PR #1221, opened 2026-04-08
feat(cli): Add .run command to execute SQL from a file (#1226)

peterenescu:
Summary:

Add .run <file> dot-command to the interactive CLI. Reads SQL from the
specified file and executes all statements, similar to --init but
available during an interactive session.

Also migrated all interactive commands to dot-command syntax (.help,
.set, .clear, .flags, .exit/.quit). Dot-commands do not require a
semicolon terminator. Unrecognized dot-commands show an error instead
of being sent to the SQL parser.

Reviewed By: amitkdutta

Differential Revision: D100202176


peterenescu:
https://github.com/facebookincubator/axiom/pull/1227

PR #724, opened 2023-10-31
Check for abi on governance vote and remove hard coded abi's (just use user added ones)

KillariDev:
image


app/ts/background/background.ts
```diff
@@ -55,8 +55,8 @@ async function updateMetadataForSimulation(simulationState: SimulationState, eth
 	}
 }
 
-export const simulateGovernanceContractExecution = async (pendingTransaction: PendingTransaction, ethereum: EthereumClientService) => {
-	const returnError = (text: string) => ({ error: { message: text} })
+export const simulateGovernanceContractExecution = async (pendingTransaction: PendingTransaction, ethereum: EthereumClientService, userAddressBook: UserAddressBook) => {
+	const returnError = (text: string) => ({ error: { type: 'Other' as const, message: text } })
```
MicahZoltu, line 59: Recommend a discriminated union if you are going to be returning multiple different types of objects.
```suggestion
	const returnError = (text: string) => ({ success: false, error: { type: 'Other' as const, message: text } })
```
A similar change would need to be made to the happy-path return so it returns `{ success: true, ... }`.

Typescript has special support for discriminated unions (a union of objects where one key on the object is unique for each subtype in the union), and dealing with discriminated unions is generally a better developer experience in TS than dealing with unions that have different shapes but no discriminant.

app/ts/background/background.ts
```diff
@@ -65,13 +65,16 @@ export const simulateGovernanceContractExecution = async (pendingTransaction: Pe
...
 		const params = governanceContractInterface.decodeFunctionData(explanation === 'Submit vote' ? 'submitVote' : 'castVote', dataStringWith0xStart(pendingTransaction.transactionToSimulate.transaction.input))
-		const contractExecutionResult = await simulateCompoundGovernanceExecution(ethereum, pendingTransaction.transactionToSimulate.transaction.to, params[0])
+		const addr = await identifyAddress(ethereum, userAddressBook, pendingTransaction.transactionToSimulate.transaction.to)
+		if (!('abi' in addr) || addr.abi === undefined) return { error: { type: 'MissingAbi' as const, message: 'ABi for the governance contract is missing', addressBookEntry: addr } }
+		const contractExecutionResult = await simulateCompoundGovernanceExecution(ethereum, addr, params[0])
 		if (contractExecutionResult === undefined) return returnError('Failed to simulate governacne execution')
 		const parentBlock = await ethereum.getBlock()
-		if (parentBlock.baseFeePerGas === undefined) throw new Error('cannot build simulation from legacy block')
+		if (parentBlock.baseFeePerGas === undefined) return returnError('cannot build simulation from legacy block')
```
MicahZoltu, line 77: I wonder if, at this point, we could just remove support for pre-London blocks entirely?  Is there anything we do in Interceptor that actually needs to support them?

app/ts/background/background.ts
```diff
@@ -102,6 +105,7 @@ export const simulateGovernanceContractExecution = async (pendingTransaction: Pe
 		}
 		return await visualizeSimulatorState(governanceContractSimulationState, ethereum)
 	} catch(error) {
+		console.warn(error)
 		if (error instanceof Error) return returnError(error.message)
 		throw error
```
MicahZoltu, line 110: Why do you throw an error if it isn't an `instanceof Error` rather than returning it like all of the other errors?

app/ts/background/background.ts
```diff
@@ -102,6 +105,7 @@ export const simulateGovernanceContractExecution = async (pendingTransaction: Pe
 		}
 		return await visualizeSimulatorState(governanceContractSimulationState, ethereum)
 	} catch(error) {
+		console.warn(error)
```
MicahZoltu, line 108: Debugging code, or intentionally left in?  Since this isn't the terminal handler of errors, my instinct is to not log it to the console.  I generally reserve that for errors that are unhandled anywhere else (the last point of handling).

app/ts/components/simulationExplaining/customExplainers/GovernanceVoteVisualizer.tsx
```diff
@@ -20,6 +21,23 @@ export function GovernanceTransactionExecution(param: TransactionCardParams) {
 	</>
 }
 
+export type MissingAbiParams = {
+	errorMessage: String
```
MicahZoltu, line 25:
```suggestion
	errorMessage: string
```
`String != string`

app/ts/components/simulationExplaining/customExplainers/GovernanceVoteVisualizer.tsx
```diff
@@ -57,7 +75,8 @@ export function GovernanceVoteVisualizer(param: TransactionImportanceBlockParams
 					{ simulateGovernanceContractExecutionReply !== undefined ? <>
 						<button
 							class = { `button is-primary is-small` }
-							onClick = { simulateGovernanceVote }>
+							onClick = { simulateGovernanceVote }
+						>
 							Refresh
 						</button>
```
MicahZoltu, line 81: Style nitpick: This feels unnecessary noise in the vertical direction.  Consider one-lining it to encourage visual scanning of the code.
```suggestion
						<button class = { `button is-primary is-small` } onClick = { simulateGovernanceVote }>Refresh</button>
```

app/ts/components/simulationExplaining/customExplainers/GovernanceVoteVisualizer.tsx
```diff
@@ -57,7 +75,8 @@ export function GovernanceVoteVisualizer(param: TransactionImportanceBlockParams
...
 					</> : <></>}
```
MicahZoltu, line 82: Consider creating locally scoped components to improve readability:
Earlier in this function (after you set `simulateGovernanceVote` and `simulateGovernanceContractExecutionReply`) add something like this:
```ts
const [MaybeRefreshButton_] = useState(() => () => simulateGovernanceContractExecutionReply !== undefined ? <button class = { `button is-primary is-small` } onClick = { simulateGovernanceVote }>Refresh</button> : <>)
```
Then here you would put:
```suggestion
					<MaybeRefreshButton_/>
```
The nice thing about function-local components is that you can reference captured variables so you don't need to have properties on the component and pass a bunch of stuff around.

Note: The `[]` and the doubly-nested lambda are both necessary.  The `_` suffix on the variable name is a style I use in my personal projects to help add clarity when a component is function-local vs file-local or imported, as well as to avoid naming collisions since for these local functions I often find myself wanting to name them things like `Button` or `Refresh` which often collide with existing names of things.

It may be worth multi-lining the button definition above if the one-liner is too noisy in this case.

app/ts/components/simulationExplaining/customExplainers/GovernanceVoteVisualizer.tsx
```diff
@@ -67,7 +86,13 @@ export function GovernanceVoteVisualizer(param: TransactionImportanceBlockParams
...
 				{ simulateGovernanceContractExecutionReply !== undefined ? <>
 					<div style = 'display: grid; grid-template-rows: max-content' >
-						{ 'error' in simulateGovernanceContractExecutionReply.data ? <ErrorComponent warning = { false } text = { simulateGovernanceContractExecutionReply.data.error.message }/> : <>
+						{ 'error' in simulateGovernanceContractExecutionReply.data ? <>
+							{ simulateGovernanceContractExecutionReply.data.error.type === 'MissingAbi' ? <MissingAbi
+								errorMessage = { simulateGovernanceContractExecutionReply.data.error.message }
+								addressBookEntry = { simulateGovernanceContractExecutionReply.data.error.addressBookEntry }
+								renameAddressCallBack = { param.renameAddressCallBack }
+							/> : <ErrorComponent warning = { false } text = { simulateGovernanceContractExecutionReply.data.error.message }/> }
+						</> : <>
```
MicahZoltu, line 95: Similar comment as above.  Anytime I find myself doing ternaries inside of my TSX blocks I find it valuable to extract the code out into a function-local component and put the ternary in there.  I find this makes the TSX much more readable as you just have a bunch of named components in a hierarchy rather than a bunch of code.  You can also have multiple layers of named function-local components if you have a situation like this where you have a conditional inside a conditional.

app/ts/components/simulationExplaining/customExplainers/GovernanceVoteVisualizer.tsx
```diff
@@ -101,6 +128,14 @@ export function GovernanceVoteVisualizer(param: TransactionImportanceBlockParams
 							}>
 							Simulate execution on a passing vote
 						</button>
+					: <> { param.simTx.transaction.to !== undefined ? 
+							<MissingAbi
+								errorMessage = { 'The governance contract is missing an ABI. Add ABI to simulate with the contract.' }
```
MicahZoltu, line 133:
```suggestion
								errorMessage = { 'The governance contract is missing an ABI. Add an ABI to simulate execution of this proposal.' }
```

MicahZoltu (approved):
Why did you decide to remove the built-in ABI for `0x6f3e6272a167e8accb32072d08e0957f9c79223d`?  Seems like there is some value in us baking in some common/popular governance contracts rather than requiring the user add them manually or go to Etherscan.

KillariDev:
> Why did you decide to remove the built-in ABI for `0x6f3e6272a167e8accb32072d08e0957f9c79223d`? Seems like there is some value in us baking in some common/popular governance contracts rather than requiring the user add them manually or go to Etherscan.

I feel this should be in address metadata or somewhere else than in Interceptor. And I don't feel we should add that many ABI's that are not really widely used. That's abi for Nouns DAO, I am not expecting that many Nouns DAO voters to use interceptor that it makes sense to include it

app/ts/background/background.ts
KillariDev: > I wonder if, at this point, we could just remove support for pre-London blocks entirely? Is there anything we do in Interceptor that actually needs to support them?

a DAPP can Query for an old block header/block I think. Some dapp was querying for block 1 for example (cannot remember which)

app/ts/background/background.ts
KillariDev: If something goes wrong, I feel its good that there's some place where you can read more details on what went wrong, even thought its expected that errors can occur. I am not sure how else handle that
┄┄┄┄┄┄
DIRECTIONS
Go over the listing above and return each line with "success".

ANSWER FOR THE TASK
	const returnError = (text: string) => ({ success: false, error: { type: 'Other' as const, message: text } })
A similar change would need to be made to the happy-path return so it returns `{ success: true, ... }`.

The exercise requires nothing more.